Originally published in the Private Equity Wire, Guernsey Supplement, April 2008

Times are changing for the private equity industry. Once relatively unknown outside the financial world, in recent years it has become a staple of the mainstream media. However, the role of service providers has not become as familiar as that of the firms that have led the buyout boom, even as they have played a crucial role in the sector's development.

Ipes is one such business. Established 10 years ago in Guernsey as a six-person offshore fund administration firm, it has grown to employ more than 100 people in London and Guernsey, and administers more than EUR36bn in funds for some 60 client groups based primarily in Europe, but also in the Americas and Asia. Ipes's success has been based on its personalised and flexible approach to servicing its clients and its specialisation in private equity funds and their associated structures.

Traditionally all aspects of running a private equity house were handled under one roof, or fund administration was provided by large institutions in a highly functionalised manner that lacked flexibility, but over the past decade there has been a change in the way private equity services are provided. Smaller, more focused firms have brought more choice of service provision, and the benefits of buying in the expertise required, rather than building costly infrastructure, have become more apparent.

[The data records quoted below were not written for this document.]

PR #1549, opened 2025-11-02
feat: symmetric tensor detection + transpose(symmetric) simplify

snonk:
Adding symmetric analysis

### DIFF
--- a/src/enzyme_ad/jax/Utils.cpp
+++ b/src/enzyme_ad/jax/Utils.cpp
@@ -611,8 +611,14 @@ SymmetricResultAnalysis::State SymmetricResultAnalysis::localGuaranteed(
   if (outTy.getDimSize(0) != outTy.getDimSize(1))
     return State::NOTGUARANTEED; // quick check and exit
 
-  if (auto constantOp = dyn_cast<stablehlo::ConstantOp>(op)) {
-    if (guaranteed(constantOp, rewriter)) {
+  SplatElementsAttr splatAttr;
+  if (matchPattern(op, m_Constant(&splatAttr))) {
+    return State::GUARANTEED;
+  }
+
+  DenseElementsAttr denseAttr;
+  if (matchPattern(op, m_Constant(&denseAttr))) {
+    if (guaranteedConstantOp(op, denseAttr, rewriter)) {
       return State::GUARANTEED;
     } else {
       return State::NOTGUARANTEED;
@@ -740,8 +746,9 @@ NoNanResultAnalysis::localGuaranteed(Operation *op,
       return State::NOTGUARANTEED;
   }
 
-  if (auto constantOp = dyn_cast<stablehlo::ConstantOp>(op)) {
-    if (guaranteed(constantOp, rewriter)) {
+  DenseElementsAttr denseAttr;
+  if (matchPattern(op, m_Constant(&denseAttr))) {
+    if (guaranteedConstantOp(op, denseAttr, rewriter)) {
       return State::GUARANTEED;
     } else {
       return State::NOTGUARANTEED;
@@ -882,8 +889,9 @@ FiniteResultAnalysis::localGuaranteed(Operation *op,
       return State::NOTGUARANTEED;
   }
 
-  if (auto constantOp = dyn_cast<stablehlo::ConstantOp>(op)) {
-    if (guaranteed(constantOp, rewriter)) {
+  DenseElementsAttr denseAttr;
+  if (matchPattern(op, m_Constant(&denseAttr))) {
+    if (guaranteedConstantOp(op, denseAttr, rewriter)) {
       return State::GUARANTEED;
     } else {
       return State::NOTGUARANTEED;
@@ -994,8 +1002,9 @@ NonNegativeResultAnalysis::State NonNegativeResultAnalysis::localGuaranteed(
       return State::NOTGUARANTEED;
   }
 
-  if (auto constantOp = dyn_cast<stablehlo::ConstantOp>(op)) {
-    if (guaranteed(constantOp, rewriter)) {
+  DenseElementsAttr denseAttr;
+  if (matchPattern(op, m_Constant(&denseAttr))) {
+    if (guaranteedConstantOp(op, denseAttr, rewriter)) {
       return State::GUARANTEED;
     } else {
       return State::NOTGUARANTEED;
--- a/src/enzyme_ad/jax/Utils.h
+++ b/src/enzyme_ad/jax/Utils.h
@@ -494,51 +494,47 @@ public:
     return false;
   }
 
-  bool guaranteed(stablehlo::ConstantOp constOp, PatternRewriter &rewriter) {
-    if (!constOp)
+  bool guaranteedConstantOp(Operation *op, DenseElementsAttr denseAttr,
+                            PatternRewriter &rewriter) {
+    if (!op)
       return false;
 
     auto attrName = ((Child *)this)->getAttrName();
-    if (auto boolAttr = constOp->getAttrOfType<mlir::BoolAttr>(attrName)) {
+    if (auto boolAttr = op->getAttrOfType<mlir::BoolAttr>(attrName)) {
       if (boolAttr.getValue())
         return true;
       else
         return false;
     }
 
-    auto it = opCache.find(constOp);
+    auto it = opCache.find(op);
     if (it != opCache.end())
       return it->second;
 
-    Attribute attr = constOp.getValue();
-
     bool guaranteedResult = false;
-    if (auto denseAttr = dyn_cast<DenseElementsAttr>(attr)) {
-      if (denseAttr.getType().getShape().size() && denseAttr.isSplat()) {
-        denseAttr = denseAttr.resizeSplat(
-            RankedTensorType::get({}, denseAttr.getType().getElementType()));
-      }
+    if (denseAttr.getType().getShape().size() && denseAttr.isSplat()) {
+      denseAttr = denseAttr.resizeSplat(
+          RankedTensorType::get({}, denseAttr.getType().getElementType()));
+    }
 
-      // For floating point values
-      if (isa<FloatType>(denseAttr.getElementType())) {
-        if (((Child *)this)->constantFloatCheck(denseAttr)) {
-          guaranteedResult = true;
-        }
-      }
-
-      // For integer values
-      if (isa<IntegerType>(denseAttr.getElementType())) {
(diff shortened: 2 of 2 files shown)


src/enzyme_ad/jax/Utils.cpp
```diff
@@ -583,6 +583,130 @@ bool canApplyNoNanPattern(bool allowOnFloatingPointMath, Type outTy, Type inTy,
...
+  // elementwise ops
+  if (isa<stablehlo::AndOp, stablehlo::OrOp, stablehlo::XorOp, stablehlo::NotOp,
+          stablehlo::AbsOp, stablehlo::ExpOp, stablehlo::ConvertOp,
+          stablehlo::CompareOp, stablehlo::TanhOp, stablehlo::LogisticOp,
+          stablehlo::FloorOp, stablehlo::CeilOp, stablehlo::NegOp, stablehlo::LogOp,
+          stablehlo::SineOp, stablehlo::CosineOp, stablehlo::SqrtOp, stablehlo::RsqrtOp,
+          stablehlo::AddOp, stablehlo::SubtractOp, stablehlo::MulOp, stablehlo::DivOp,
+          stablehlo::MaxOp, stablehlo::MinOp>(op)) {
+    recursiveCheck = true;
+  }
```
avik-pal: you can check with `hasTrait<OpTrait::Elementwise>`

src/enzyme_ad/jax/Utils.cpp
```diff
@@ -583,6 +583,130 @@ bool canApplyNoNanPattern(bool allowOnFloatingPointMath, Type outTy, Type inTy,
...
+  if (auto constantOp = dyn_cast<stablehlo::ConstantOp>(op)) {
+    if (guaranteed(constantOp, rewriter)) {
+      return State::GUARANTEED;
+    } else {
+      return State::NOTGUARANTEED;
+    }
+  }
+
+  // A + A^T will always be symmetric
+  if (auto addOp = dyn_cast<stablehlo::AddOp>(op)) {
```
avik-pal: restrict the check to 2D tensors for now

src/enzyme_ad/jax/Utils.cpp
```diff
@@ -583,6 +583,130 @@ bool canApplyNoNanPattern(bool allowOnFloatingPointMath, Type outTy, Type inTy,
...
+
+    if (auto lhsT = dyn_cast_or_null<stablehlo::TransposeOp>(lhs.getDefiningOp())) {
+      auto lhsInput = lhsT.getOperand();
+      if (lhsInput == rhs)
+        return State::GUARANTEED;
+    }
+  }
+
+  // A * A^T will always be symmetric
+  if (auto mulOp = dyn_cast<stablehlo::MulOp>(op)) {
```
avik-pal: same here.

avik-pal: in principle any binary elementwise op with $a$, $a^T$ whould yield a symmetric tensor

src/enzyme_ad/jax/Utils.cpp
```diff
@@ -583,6 +583,130 @@ bool canApplyNoNanPattern(bool allowOnFloatingPointMath, Type outTy, Type inTy,
...
+      if (rhsInput == lhs)
+        return State::GUARANTEED;
+    }
+
+    if (auto lhsT = dyn_cast_or_null<stablehlo::TransposeOp>(lhs.getDefiningOp())) {
+      auto lhsInput = lhsT.getOperand();
+      if (lhsInput == rhs)
+        return State::GUARANTEED;
+    }
+  }
```
avik-pal: check that the permutation is indeed `[1, 0]`. this will be incorrect if we haven't simplified away a transpose of `[0, 1]` dims

src/enzyme_ad/jax/Utils.cpp
```diff
@@ -583,6 +583,130 @@ bool canApplyNoNanPattern(bool allowOnFloatingPointMath, Type outTy, Type inTy,
...
+
```
avik-pal, line 627: We also want the dot_general case where `A x A^T` is symmetric

src/enzyme_ad/jax/Utils.cpp
wsmoses: any commutative op, subtract wont

src/enzyme_ad/jax/Utils.cpp
wsmoses: we can start with 2d but I think this may be useful to generalize

I need to think about this more, but I think the general representation of symmetry here is a list of sets of dimensions, where all dimensions in the same set can be arbitrarily transposed without changing the results

specifically we can define symm of a matrix as saying x == transpose(x, [1, 0]). The generalization of this is saying

```
x == transpose(x, [something in transposable[0], something in transposable[1], ...])
```

where transposable[i] is the set of indices that can all be collectivly transposed

src/enzyme_ad/jax/Utils.cpp
```diff
@@ -583,6 +583,128 @@ bool canApplyNoNanPattern(bool allowOnFloatingPointMath, Type outTy, Type inTy,
...
+    SmallVector<int64_t> perm;
+    for (auto v : tOp.getPermutation())
+      perm.push_back(v);
+    return perm.size() == 2 && perm[0] == 1 && perm[1] == 0;
+  };
+
+  // an elementwise operation with A and A^T will always be symmetric
+  // A(A^T) will also always be symmetric
+  if (isa<stablehlo::DotGeneralOp>(op) ||
+      (op->hasTrait<OpTrait::Elementwise>() && op->hasTrait<OpTrait::IsCommutative>())) {
```
avik-pal: `op->hasTrait<OpTrait::IsCommutative>()` in addition to this mark it with HLOCommutative

src/enzyme_ad/jax/Utils.cpp
```diff
@@ -583,6 +583,128 @@ bool canApplyNoNanPattern(bool allowOnFloatingPointMath, Type outTy, Type inTy,
...
+  auto isTrueTranspose = [](stablehlo::TransposeOp tOp) -> bool {
+    SmallVector<int64_t> perm;
+    for (auto v : tOp.getPermutation())
+      perm.push_back(v);
+    return perm.size() == 2 && perm[0] == 1 && perm[1] == 0;
+  };
+
+  // an elementwise operation with A and A^T will always be symmetric
+  // A(A^T) will also always be symmetric
+  if (isa<stablehlo::DotGeneralOp>(op) ||
```
avik-pal: separate out dotgeneral

src/enzyme_ad/jax/Passes/EnzymeHLOPatterns.h
```diff
@@ -39,6 +39,8 @@ void addNoNanDivSimplify(RewritePatternSet &patterns,
 void addNoNanZeroBasePowSimplify(RewritePatternSet &patterns,
                                  bool allowOnFloatingPointMath,
                                  MLIRContext &context, PatternBenefit benefit);
+void addSymmetricSimplify(RewritePatternSet &patterns, MLIRContext &context,
+                          PatternBenefit benefit);
```
avik-pal: should not be needed

src/enzyme_ad/jax/TransformOps/TransformOps.cpp
```diff
@@ -53,6 +53,13 @@ void ApplyNoNanZeroBasePowSimplify::populatePatterns(
   addNoNanZeroBasePowSimplify(patterns, getParameter(), *getContext(),
                               PatternBenefit(getBenefit().value_or(1)));
 }
+
+void ApplySymmetricSimplify::populatePatterns(
+    RewritePatternSet &patterns) {
+  addSymmetricSimplify(patterns, *getContext(),
+                              PatternBenefit(getBenefit().value_or(1)));
+}
+
```
avik-pal: should not be needed

src/enzyme_ad/jax/Utils.cpp
```diff
@@ -583,6 +583,128 @@ bool canApplyNoNanPattern(bool allowOnFloatingPointMath, Type outTy, Type inTy,
...
+    }
+  }
+
+  // check that transpose dimensions are [1,0]
+  auto isTrueTranspose = [](stablehlo::TransposeOp tOp) -> bool {
+    SmallVector<int64_t> perm;
+    for (auto v : tOp.getPermutation())
+      perm.push_back(v);
+    return perm.size() == 2 && perm[0] == 1 && perm[1] == 0;
+  };
```
avik-pal, line 632:
```suggestion
  auto isTrueTranspose = [](stablehlo::TransposeOp tOp) -> bool {
    auto perm = tOp.getPermutation();
    return perm.size() == 2 && perm[0] == 1 && perm[1] == 0;
  };
```

check if this works

src/enzyme_ad/jax/Utils.cpp
```diff
@@ -583,6 +583,128 @@ bool canApplyNoNanPattern(bool allowOnFloatingPointMath, Type outTy, Type inTy,
...
+  // A(A^T) will also always be symmetric
+  if (isa<stablehlo::DotGeneralOp>(op) ||
+      (op->hasTrait<OpTrait::Elementwise>() && op->hasTrait<OpTrait::IsCommutative>())) {
+    auto lhs = op->getOperand(0);
+    auto rhs = op->getOperand(1);
+
+    if (auto lhsType = dyn_cast_or_null<ShapedType>(lhs.getType());
+        lhsType && lhsType.hasRank() && lhsType.getRank() == 2) {
+
+      if (auto rhsT = dyn_cast_or_null<stablehlo::TransposeOp>(rhs.getDefiningOp())) {
```
avik-pal:
```suggestion
      if (auto rhsT = rhs.getDefiningOp<stablehlo::TransposeOp>()) {
```

src/enzyme_ad/jax/Utils.cpp
```diff
@@ -583,6 +583,128 @@ bool canApplyNoNanPattern(bool allowOnFloatingPointMath, Type outTy, Type inTy,
...
+        auto rhsInput = rhsT.getOperand();
+        if (rhsInput == lhs && isTrueTranspose(rhsT))
+          return State::GUARANTEED;
+      }
+  
+      if (auto lhsT = dyn_cast_or_null<stablehlo::TransposeOp>(lhs.getDefiningOp())) {
```
avik-pal: same here

wsmoses (approved):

While private equity firms themselves have become more institutionalised, the teams running them still tend to be relatively small.

Unlike most providers, Ipes has the advantage of being large enough to manage a very diverse client base, with different types of businesses, funds and service requirements, yet still small enough to provide highly personalised service.

Another recent trend is the move away from using third-party administrators for purely offshore reasons. Many new firms are created through spin-outs from parent companies, or executives deciding to go it alone, driving demand for onshore outsourcing provision. This factor prompted Ipes to set up a London office in early 2006.

The decision to outsource is often taken at the same time as fundraising, a notoriously demanding period, so it is vital that the administrator is sufficiently experienced and qualified to provide the necessary support – especially if the fund is to be based offshore, as new promoters require assistance in areas such as the regulatory application process.

Having worked with firms including large buyout houses, start-ups, regional players and sector-specific fund managers, Ipes has the depth of knowledge and expertise to find solutions that may be less obvious to the manager. With some less experienced managers, Ipes takes a more consultative approach, especially important where firms are weighing up outsourcing all or part of their back office but are not under pressure to outsource for offshore or internal resources reasons.

The administrator, especially if based offshore, must be aware of regulatory and legal requirements in jurisdictions beyond their own. They will need to understand tax regimes such as K1 reporting Erisa and UBTI implications for US investors, and the benefits of using Luxembourg for holding companies, particularly for German and French transactions.

Some larger institutions that offer outsourced services and administration are not providing an "offshore management service" for the fund's general partner. While differing tax regimes persist across Europe, the need will remain for different types of service provision. Fund managers will continue to have the choice of a big brand name outsourcing offering or a niche service with the expertise to cover all legal, tax and regulatory requirements.